We upgraded from HughesNet to Hughes Gen4 and it made a world of difference. Download speeds are much faster and we can actually watch streaming videos from Netflix on it. I agree, the regular HughesNet was just a step above dial-up and very frustrating. We feel it was definitely worth the upgrade. We do not use it for business purposes.


----------



## Gray Wolf (Jan 25, 2013)

marsharini said:


> We upgraded from HughesNet to Hughes Gen4 and it made a world of difference. Download speeds are much faster and we can actually watch streaming videos from Netflix on it. I agree, the regular HughesNet was just a step above dial-up and very frustrating. We feel it was definitely worth the upgrade. We do not use it for business purposes.

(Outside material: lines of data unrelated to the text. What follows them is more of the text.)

PR #444, opened 2024-05-14
Add `FewShotExamples` managed value (redo)

andrewnguonly:
### Summary
This PR is a reimplementation of the [old "Add FewShotExamples managed value" PR](https://github.com/langchain-ai/langgraph/pull/332). A new PR is created because there are merge conflicts with the old PR. The changes in this PR are mostly derived from the old PR with a few noted exceptions.

### Implementation
1. Add `score` field to `CheckpointMetadata`. Clients can specify a score for a checkpoint to mark a thread as "good". This is different from the old PR.
1. Add `search()` and `asearch()` APIs to `BaseCheckpointSaver` for searching checkpoints by metadata without filtering on `thread_id`. Implement the APIs in `MemorySaver`, `SqliteSaver`, and `AsyncSqliteSaver`. The implementation is mostly copied from the `list()` method. The old PR implemented an API called `list_w_score()`.
1. Copy `FewShotExamples` class from the old PR.
1. Copy the tests from the old PR.
1. Copy `learning.ipynb` from the old PR.

### To Do
- [x] Run the `learning.ipynb` notebook.
- [x] Close PR https://github.com/langchain-ai/langgraph/pull/332.

PR #447, opened 2024-05-14
Fix memory checkpointer list/alist

nfcampos:
- add tests for memory checkpointer list and alist
- fix async step counting

### DIFF
--- a/langgraph/checkpoint/memory.py
+++ b/langgraph/checkpoint/memory.py
@@ -1,5 +1,6 @@
 import asyncio
 from collections import defaultdict
+from functools import partial
 from typing import AsyncIterator, Iterator, Optional
 
 from langchain_core.runnables import RunnableConfig
@@ -112,7 +113,8 @@ class MemorySaver(BaseCheckpointSaver):
                 continue
             if limit is not None and limit <= 0:
                 break
-            limit -= 1
+            elif limit is not None:
+                limit -= 1
             yield CheckpointTuple(
                 config={"configurable": {"thread_id": thread_id, "thread_ts": ts}},
                 checkpoint=self.serde.loads(checkpoint),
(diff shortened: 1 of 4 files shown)


langgraph/checkpoint/memory.py
```diff
@@ -181,12 +189,16 @@ async def alist(self, config: RunnableConfig) -> AsyncIterator[CheckpointTuple]:
...
+            None, partial(self.list, before=before, limit=limit), config
+        )
         while True:
-            try:
-                yield await loop.run_in_executor(None, next, iter)
-            except StopIteration:
-                return
+            # handling StopIteration exception inside coroutine won't work
+            # as expected, so using next() with default value to break the loop
+            if item := await loop.run_in_executor(None, next, iter, None):
```
hinthornw, line 198: sad

andrewnguonly (approved):
Additional context:
1. https://peps.python.org/pep-0479/
2. https://peps.python.org/pep-0492/#why-stopasynciteration

From reference 2:
```
Moreover, with semantics from [PEP 479](https://peps.python.org/pep-0479/), all StopIteration exceptions raised in coroutines are wrapped in RuntimeError.
```

langgraph/checkpoint/memory.py
```diff
@@ -181,12 +189,16 @@ async def alist(self, config: RunnableConfig) -> AsyncIterator[CheckpointTuple]:
             AsyncIterator[CheckpointTuple]: An asynchronous iterator of checkpoint tuples.
         """
         loop = asyncio.get_running_loop()
-        iter = loop.run_in_executor(None, self.list, config)
+        iter = await loop.run_in_executor(
+            None, partial(self.list, before=before, limit=limit), config
```
andrewnguonly, line 193: I'll adopt this change in https://github.com/langchain-ai/langgraph/pull/444.

PR #2236, opened 2024-10-30
langgraph[patch]: fix annotations in inherited tool schemas

### LINKED ISSUE #2220: ToolNode doesn't detect `InjectedState` annotations for tools with Pydantic `args_schema`
### Checked other resources

- [X] I searched the [LangGraph](https://langchain-ai.github.io/langgraph/)/LangChain documentation with the integrated search.
- [X] I am sure that this is a bug in LangGraph/LangChain rather than my code.
- [X] I am sure this is better as an issue [rather than a GitHub discussion](https://github.com/langchain-ai/langgraph/discussions/new/choose), since this is a LangGraph bug and not a design question.

### Example Code

```python
.
```

```shell
.
```

### Description

.

### System Info

.

baskaryan:
fix #2220


libs/langgraph/langgraph/prebuilt/tool_node.py
```diff
@@ -34,6 +34,7 @@
 from langchain_core.runnables.utils import Input
 from langchain_core.tools import BaseTool, InjectedToolArg
 from langchain_core.tools import tool as create_tool
+from langchain_core.tools.base import _get_all_basemodel_annotations
```
vbarda, line 37: would be nice to make this a public API

vbarda (approved):

libs/langgraph/langgraph/prebuilt/tool_node.py
baskaryan, line 37: ah need to check when this was added to core

baskaryan: might need to just copy it over if we don't want to bump core dep

vbarda: i think it's fine to bump core dep

libs/langgraph/pyproject.toml
```diff
@@ -9,7 +9,7 @@ repository = "https://www.github.com/langchain-ai/langgraph"
 
 [tool.poetry.dependencies]
 python = ">=3.9.0,<4.0"
-langchain-core = ">=0.2.39,<0.4"
+langchain-core = "^0.2.42 || ^0.3.14"
```
vbarda, line 12: TIL

vbarda (approved):

libs/langgraph/pyproject.toml
baskaryan: me too

PR #2265, opened 2024-10-31
disable more link checking

eyurtsev:


.github/workflows/deploy_docs.yml
```diff
@@ -82,7 +82,7 @@ jobs:
               --check-links-ignore "https://github\.com/.*" \
               --check-links-ignore "/.*\.(ipynb|html)$" \
               --check-links-ignore "https://python\.langchain\.com/.*" \
-              --check-links-ignore "https://www.\.langchain\.com/langgraph-platform-pricing.*" \
+              --check-links-ignore "https://www.langchain\.com/.*" \
```
eyurtsev, line 85: we'll need to revert this tomorrow after new version of main site is published

PR #2289, opened 2024-11-01
docs: update usage of claude-3-5-sonnet-2024062 to claude-3-5-sonnet-20241022

SokiKawashima:
Updates the default model used in documentation to claude-3-5-sonnet-20241022

https://docs.anthropic.com/en/docs/about-claude/models

### DIFF
--- a/README.md
+++ b/README.md
@@ -91,7 +91,7 @@ tools = [search]
 
 tool_node = ToolNode(tools)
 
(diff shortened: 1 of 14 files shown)


vbarda:
Thank you! I think we should actually use `claude-3-5-sonnet-latest`. Since there are multiple merge conflicts, will close this one and we will update the guides to use the latest model. Feel free to open another pull request that does that

PR #2297, opened 2024-11-01
fix(docs): function call in partial

allenc97:
Docs use prompts with partial + function call, which would result in a static datetime as opposed to a dynamic datetime being rendered on use.


vbarda:
@allenc97 that wouldn't work, as `datetime.now` is a function, so it would need to be actually invoked

allenc97:
Partial takes in a string or a callable - this is the latter. The original behavior would result in an evaluation during the .partial function call and not on substitution.

vbarda:
you're right, my apologies - will reopen and merge!

vbarda (approved):

vbarda:
Thanks for adding!

PR #2301, opened 2024-11-01
docs: add more redirects & remove unused cloud pages

vbarda:


docs/mkdocs.yml
```diff
@@ -56,7 +56,11 @@ plugins:
   - autorefs
   - redirects:
       redirect_maps:
+        'cloud/index.md': 'concepts/index.md#langgraph-platform'
+        'cloud/how-tos/index.md': 'how-tos/index.md#langgraph-platform'
         'cloud/concepts/api.md': 'concepts/index.md#langgraph-platform'
+        'cloud/concepts/cloud.md': 'concepts/langgraph_cloud.md'
```
eyurtsev, line 62: does this not use the architecture picture?

docs/mkdocs.yml
```diff
@@ -56,7 +56,11 @@ plugins:
   - autorefs
   - redirects:
       redirect_maps:
+        'cloud/index.md': 'concepts/index.md#langgraph-platform'
+        'cloud/how-tos/index.md': 'how-tos/index.md#langgraph-platform'
         'cloud/concepts/api.md': 'concepts/index.md#langgraph-platform'
```
eyurtsev, line 61: api should probably map to langgraph server instead? and not to the concepts page?

docs/mkdocs.yml
vbarda: it does, good catch

docs/mkdocs.yml
vbarda: yep

docs/mkdocs.yml
vbarda: actually nevermind, i was correct, there was a separate image for this, this one was unused

PR #2304, opened 2024-11-01
RemoteGraph: If node name is not present, fallback to node id as the node name

andrewnguonly:


libs/langgraph/langgraph/pregel/remote.py
```diff
@@ -135,7 +135,7 @@ def _get_drawable_nodes(
             node_id = str(node["id"])
             nodes[node_id] = DrawableNode(
                 id=node_id,
-                name=node.get("name", ""),
+                name=node.get("name", node_id),
```
vbarda, line 138: oh i think this should also try to pull this in from the node data first

vbarda (approved):

PR #2323, opened 2024-11-04
langgraph: add config metadata to pregel loop

vbarda:


libs/langgraph/langgraph/pregel/loop.py
```diff
@@ -494,6 +495,7 @@ def _put_checkpoint(self, metadata: CheckpointMetadata) -> None:
         # assign step and parents
         metadata["step"] = self.step
         metadata["parents"] = self.config[CONF].get(CONFIG_KEY_CHECKPOINT_MAP, {})
+        metadata.update(self.config[CONFIG_KEY_METADATA])
```
nfcampos, line 498: This would let users overwrite our default fields, which I don't want. This should come before

nfcampos (approved):

nfcampos (approved):

PR #2327, opened 2024-11-04
lib: Add two more tests for Send

nfcampos:


libs/langgraph/tests/test_pregel.py
```diff
@@ -1743,6 +1743,103 @@ def route_to_three(state) -> Literal["3"]:
     assert graph.invoke(["0"]) == ["0", "1", "2", "2", "3"]
 
 
+def test_concurrent_emit_sends() -> None:
```
vbarda, line 1746: should we add async tests as well?

nfcampos: Yea, added

PR #2339, opened 2024-11-05
[rfc] langgraph: allow tools / ToolNode to modify state

vbarda:


libs/langgraph/langgraph/prebuilt/tool_node.py
```diff
@@ -221,8 +227,33 @@ def _func(
...
+        outputs, state_updates = zip(*outputs)
+        combined_state_updates = {}
+        for state_update in state_updates:
+            for k, v in state_update.items():
+                if k == self.messages_key:
+                    raise ValueError(
+                        "Cannot return state updates for the messages key."
+                    )
+
+                if k in combined_state_updates:
```
eyurtsev, line 239: Arguably should actually be allowed and follow the same semantics as the reducer. This would be solved by moving into a design where there's a node per tool. (In the context of the Tool Node, this might be the best that can be done.)

libs/langgraph/langgraph/prebuilt/tool_node.py
```diff
@@ -50,6 +51,11 @@
 TOOL_CALL_ERROR_TEMPLATE = "Error: {error}\n Please fix your mistakes."
 
 
+class StateUpdateArtifact(NamedTuple):
```
eyurtsev, line 54: * Does this serialize out of the box?
* Why limit to state_update rather vs. the full GraphCommand?

vbarda: this was before our most recent discussions -- would have to full `GraphCommand`. but yea, NamedTuple should serialize out of box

Netflix / movies is what we are after. Which plan do you have?


----------



## marsharini (Dec 31, 2011)

Are you asking about which Netflix plan? We currently get DVD, but we used streaming on a trial basis. I also have Amazon Prime and have access to movies, TV shows etc.


----------



## Gray Wolf (Jan 25, 2013)

We get Netflix movies mailed to us but would like to stream them. Does gen4 do that with no problem? Also concerned with usage. How much does a typical movie burn up? Thanks.


----------



## Harry Chickpea (Dec 19, 2008)

This will give you an idea of how your usage stacks up:
http://www.exede.com/internet-packages-pricing/plan-selector

Figure a little less than 1 gig per movie.

I made the decision to go with exede rather than Gen 4, even though I was a subscriber to regular Hughesnet.

Exede late night zone starts at midnight local - Gen 4 starts at 1 AM. Staying up to do major downloads is a fact for me, and that earlier time is important.

Exede speeds are so far about the old Hughesnet it isn't even funny. (With ANY satellite connection there is still about a 700ms latency) The old Hughesnet is *JUNK*.

Cost of Exede is what I was paying already for Hughesnet.

Customer service with Hughesnet was HORRIBLE, almost as bad as AT&T.

Our cycle starts and ends about the 20th of the month. Bearing in mind that I have ad-blockers- I'm on the net just about all day with normal stuff, and my monitor shows I have used less than a quarter of the 10 gig monthly allotment, even though we are nearly half way through the month.


----------